Reading such a long article with such a moot point is a waste of time...

More seriously, the point of the article, from a skim, appears to be that "writing too many unit tests is a waste of time". Well, duh. Save 15 minutes of your life and pass on this one, methinks.


Hi, I'm the original author. That wasn't the point I was trying to make at all - despite the attention grabbing headline it's really talking about the value of functional and integration tests.

In retrospect I wish I'd used a different title and skipped the first few paragraphs - I'd intended it to be a bit of humorous indirection making it sound like the post was going to be against automated testing whereas it is really very much in favour of it, but unfortunately people have taken it the wrong way.
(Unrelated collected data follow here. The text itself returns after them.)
PR #2269, opened 2017-12-17
Raft notaries can share a single key pair for the service identity (i…

adagys:
…n contrast to a shared composite public key, and individual signing key pairs). This allows modifying the cluster size for a running notary service. 

Note that this does not apply to the BFT notary.

### DIFF
--- a/node-api/src/main/kotlin/net/corda/nodeapi/internal/DevIdentityGenerator.kt
+++ b/node-api/src/main/kotlin/net/corda/nodeapi/internal/DevIdentityGenerator.kt
@@ -12,6 +12,9 @@ import net.corda.nodeapi.internal.config.NodeSSLConfiguration
 import net.corda.nodeapi.internal.crypto.*
 import org.slf4j.LoggerFactory
 import java.nio.file.Path
+import java.security.KeyPair
+import java.security.PublicKey
+import java.security.cert.X509Certificate
 
 /**
  * Contains utility methods for generating identities for a node.
@@ -47,37 +50,56 @@ object DevIdentityGenerator {
         return identity.party
     }
 
-    fun generateDistributedNotaryIdentity(dirs: List<Path>, notaryName: CordaX500Name, threshold: Int = 1): Party {
+    fun generateDistributedNotaryCompositeIdentity(dirs: List<Path>, notaryName: CordaX500Name, threshold: Int = 1): Party {
         require(dirs.isNotEmpty())
 
-        log.trace { "Generating identity \"$notaryName\" for nodes: ${dirs.joinToString()}" }
-        val keyPairs = (1..dirs.size).map { generateKeyPair() }
-        val compositeKey = CompositeKey.Builder().addKeys(keyPairs.map { it.public }).build(threshold)
-
+        log.trace { "Generating composite identity \"$notaryName\" for nodes: ${dirs.joinToString()}" }
         val caKeyStore = loadKeyStore(javaClass.classLoader.getResourceAsStream("certificates/cordadevcakeys.jks"), "cordacadevpass")
         val intermediateCa = caKeyStore.getCertificateAndKeyPair(X509Utilities.CORDA_INTERMEDIATE_CA, "cordacadevkeypass")
-        val rootCert = caKeyStore.getCertificate(X509Utilities.CORDA_ROOT_CA)
+        val rootCert = caKeyStore.getX509Certificate(X509Utilities.CORDA_ROOT_CA)
 
+        val keyPairs = (1..dirs.size).map { generateKeyPair() }
+        val notaryKey = CompositeKey.Builder().addKeys(keyPairs.map { it.public }).build(threshold)
         keyPairs.zip(dirs) { keyPair, nodeDir ->
-            val (serviceKeyCert, compositeKeyCert) = listOf(keyPair.public, compositeKey).map { publicKey ->
-                X509Utilities.createCertificate(
-                        CertificateType.SERVICE_IDENTITY,
-                        intermediateCa.certificate,
-                        intermediateCa.keyPair,
-                        notaryName.x500Principal,
-                        publicKey)
-            }
-            val distServKeyStoreFile = (nodeDir / "certificates").createDirectories() / "distributedService.jks"
-            val keystore = loadOrCreateKeyStore(distServKeyStoreFile, "cordacadevpass")
-            keystore.setCertificateEntry("$DISTRIBUTED_NOTARY_ALIAS_PREFIX-composite-key", compositeKeyCert)
-            keystore.setKeyEntry(
-                    "$DISTRIBUTED_NOTARY_ALIAS_PREFIX-private-key",
-                    keyPair.private,
-                    "cordacadevkeypass".toCharArray(),
-                    arrayOf(serviceKeyCert, intermediateCa.certificate, rootCert))
-            keystore.save(distServKeyStoreFile, "cordacadevpass")
+            generateCertificates(keyPair, notaryKey, intermediateCa, notaryName, nodeDir, rootCert)
         }
 
-        return Party(notaryName, compositeKey)
+        return Party(notaryName, notaryKey)
+    }
+
+    fun generateDistributedNotarySingularIdentity(dirs: List<Path>, notaryName: CordaX500Name): Party {
+        require(dirs.isNotEmpty())
+
+        log.trace { "Generating singular identity \"$notaryName\" for nodes: ${dirs.joinToString()}" }
+        val caKeyStore = loadKeyStore(javaClass.classLoader.getResourceAsStream("certificates/cordadevcakeys.jks"), "cordacadevpass")
+        val intermediateCa = caKeyStore.getCertificateAndKeyPair(X509Utilities.CORDA_INTERMEDIATE_CA, "cordacadevkeypass")
+        val rootCert = caKeyStore.getX509Certificate(X509Utilities.CORDA_ROOT_CA)
+
+        val keyPair = generateKeyPair()
+        val notaryKey = keyPair.public
+        dirs.forEach { dir ->
+            generateCertificates(keyPair, notaryKey, intermediateCa, notaryName, dir, rootCert)
+        }
+        return Party(notaryName, notaryKey)
+    }
+
+    private fun generateCertificates(keyPair: KeyPair, notaryKey: PublicKey, intermediateCa: CertificateAndKeyPair, notaryName: CordaX500Name, nodeDir: Path, rootCert: X509Certificate) {
+        val (serviceKeyCert, compositeKeyCert) = listOf(keyPair.public, notaryKey).map { publicKey ->
+            X509Utilities.createCertificate(
+                    CertificateType.SERVICE_IDENTITY,
+                    intermediateCa.certificate,
+                    intermediateCa.keyPair,
+                    notaryName.x500Principal,
+                    publicKey)
+        }
+        val distServKeyStoreFile = (nodeDir / "certificates").createDirectories() / "distributedService.jks"
+        val keystore = loadOrCreateKeyStore(distServKeyStoreFile, "cordacadevpass")
+        keystore.setCertificateEntry("$DISTRIBUTED_NOTARY_ALIAS_PREFIX-composite-key", compositeKeyCert)
+        keystore.setKeyEntry(
+                "$DISTRIBUTED_NOTARY_ALIAS_PREFIX-private-key",
+                keyPair.private,
+                "cordacadevkeypass".toCharArray(),
+                arrayOf(serviceKeyCert, intermediateCa.certificate, rootCert))
+        keystore.save(distServKeyStoreFile, "cordacadevpass")
     }
 }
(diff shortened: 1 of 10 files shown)


node/src/integration-test/kotlin/net/corda/node/services/DistributedServiceTests.kt
```diff
@@ -71,68 +75,83 @@ class DistributedServiceTests {
...
+            checkRequestsDistributedEvenly()
         }
+    }
 
-        // Now kill a notary node
-        with(notaryNodes[0].process) {
-            destroy()
-            waitFor()
+    @Test
+    fun `cluster shares a single keypair instead of using a composite public key and individual private keys`() {
```
shamsasari: This test isn't asserting this claim

adagys: True, I'll reword it

adagys:
It's a feature we need for production deployments, so we can experiment with cluster sizes

shamsasari:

The internet is filled with authors who do that trick. It's a bait-and-switch, and I know I don't like reading it.

People didn't "take it the wrong way." You did not clearly express yourself. If you want to talk about the value of functional and integration tests, then talk about that.
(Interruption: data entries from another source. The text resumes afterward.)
PR #2264, opened 2017-12-15
Put IRS spring whatever back on classpath

exFalso:
this fixes the irsdemotest so it runs from intellij

long story short: the test was moved into a `web` subproject here https://github.com/corda/corda/commit/44a7d872d85e78efa0f06008bdedce27a569f1c5#diff-7609688af2331ce7e4e470a8ab25e90d
spring couldn't find the `RestWhateverThing`

PR #2271, opened 2017-12-18
Fix non-visible IRS demo bug

exFalso:
This example code was run as part of the IRS demo

The failure was intermittent because it's run on a codepath that may not notify the initiating flow in time.

### DIFF
--- a/samples/irs-demo/cordapp/build.gradle
+++ b/samples/irs-demo/cordapp/build.gradle
@@ -94,6 +94,14 @@ task deployNodes(type: net.corda.plugins.Cordform, dependsOn: ['jar']) {
         rpcUsers = ext.rpcUsers
         useTestClock true
     }
+    node {
+        name "O=Regulator,L=Moscow,C=RU"
+        p2pPort 10010
+        rpcPort 10011
+        cordapps = ["${project.group}:finance:$corda_release_version"]
+        rpcUsers = ext.rpcUsers
+        useTestClock true
+    }
 }
 
 task integrationTest(type: Test, dependsOn: []) {
--- a/samples/irs-demo/cordapp/src/main/kotlin/net/corda/irs/flows/AutoOfferFlow.kt
+++ b/samples/irs-demo/cordapp/src/main/kotlin/net/corda/irs/flows/AutoOfferFlow.kt
@@ -71,8 +71,8 @@ object AutoOfferFlow {
             // and because in a real life app you'd probably have more complex logic here e.g. describing why the report
             // was filed, checking that the reportee is a regulated entity and not some random node from the wrong
             // country and so on.
-            val regulator = serviceHub.identityService.partiesFromName("Regulator", true).single()
-            subFlow(ReportToRegulatorFlow(regulator, finalTx))
+            // val regulator = serviceHub.identityService.partiesFromName("Regulator", true).single()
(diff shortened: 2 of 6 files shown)


samples/irs-demo/cordapp/src/main/kotlin/net/corda/irs/flows/AutoOfferFlow.kt
```diff
@@ -71,8 +71,8 @@ object AutoOfferFlow {
             // and because in a real life app you'd probably have more complex logic here e.g. describing why the report
             // was filed, checking that the reportee is a regulated entity and not some random node from the wrong
             // country and so on.
-            val regulator = serviceHub.identityService.partiesFromName("Regulator", true).single()
-            subFlow(ReportToRegulatorFlow(regulator, finalTx))
+            // val regulator = serviceHub.identityService.partiesFromName("Regulator", true).single()
```
josecoll: shouldn't we either add a TODO (to fix at a later date) or remove completely?

exFalso: from what I understand this is here for documentation purposes (is that correct @mikehearn ?), which is why I left in the commented out code.

vkolomeyko: Should this PR not be going into `pre-release-3.0-ENT-RC01` branch?

vkolomeyko:
Should this PR not be going into pre-release-3.0-ENT-RC01 branch?

samples/irs-demo/cordapp/src/main/kotlin/net/corda/irs/flows/AutoOfferFlow.kt
mikehearn: It's supposed to actually work. What's the actual fix?

exFalso: Hmm there is no "Regulator" node... where does that come from?

mikehearn: That's odd. It should be set up in the gradle file I guess. The node doesn't have to do anything other than have the app loaded. Looking at the commit where I added this I don't see any addition to the gradle file though. I remember testing the app and seeing it work though. I wonder if I forgot to add the gradle file to the commit or something like that.

Can you try just duplicating the node block in the relevant gradle file and see if that fixes it? If not then yes comment it out and I'll take a look at fixing it.

exFalso:
@mikehearn I added the missing node (in Main.kt, build.gradle, IRSDemoTest.kt). Also cherry picked and closed https://github.com/corda/corda/pull/2264

samples/irs-demo/cordapp/build.gradle
```diff
@@ -94,6 +94,14 @@ task deployNodes(type: net.corda.plugins.Cordform, dependsOn: ['jar']) {
         rpcUsers = ext.rpcUsers
         useTestClock true
     }
+    node {
+        name "O=Regulator,L=Moscow,C=RU"
```
mikehearn: haha, love it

Hi Scott - I admit it was a cheap trick. This is the first time I've had something like this posted to an audience so I've had one or two things to learn!

I'd appreciate it if anyone interested in the post would skip the first few paragraphs and start at "Benefits of automated functional tests" since that was what I was intending to convey.


I think a better idea is to just edit your essay directly. Maybe even re-submit the edited version to HN - you may find people are more receptive to discuss the content you wanted to convey.


I wouldn't necessarily discard the trick altogether. However, I'd say that based on my experiences/intuitions, it only works for short posts, and you have to clarify the point of the post by the time you get to the second paragraph. The trick was simply not the right thing for such a long article.

Packaging really matters where blog posts are concerned... the hook needs to be crafted well for each article, or people won't bite.

I'd take scott's advice and just repost... many people will probably read it then, since the subject is relevant.


I've changed the title on the post and added an Update to the top of it. I'd rather not resubmit to hacker news since I think it's taken up enough attention already. Thanks to you both for the suggestions.


Too bad you didn't have the stones to stand by your original claim. Most unit testing is a waste of time. A crazy orthodoxy has arisen around it: never question the value of massive unit testing, just do it! Test-driven development is cumbersome and frequently useless. If you're really doing trapeze acrobatics you need to work with a net, but most of us are just walking down the street, in which case rigging up a bunch of elaborate safety netting is just overkill.

Commence downmodding in 3, 2, 1...


I'd downmod you only for the last line of your post...

But back on topic. There is some research supporting unittesting (McConnell writes about it in Code Complete) it doesn't find even half of the existing bugs though, and it should be supported by other testing methods.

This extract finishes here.